> **Data to examine**
--------------------------------

PR #551, opened 2017-03-29
qt: Don't link against SDLMAIN, Qt already handles that.

waddlesplash:
Fixes SDL+MSVC builds.

Broken out from #549. Just did it on GitHub, so you'll have to squash-merge instead of rebase-merge.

--------------------------------

> **Exercise**
The answer must restate all of the entries exactly.

> **Written response**
PR #551, opened 2017-03-29
qt: Don't link against SDLMAIN, Qt already handles that.

waddlesplash:
Fixes SDL+MSVC builds.

Broken out from #549. Just did it on GitHub, so you'll have to squash-merge instead of rebase-merge.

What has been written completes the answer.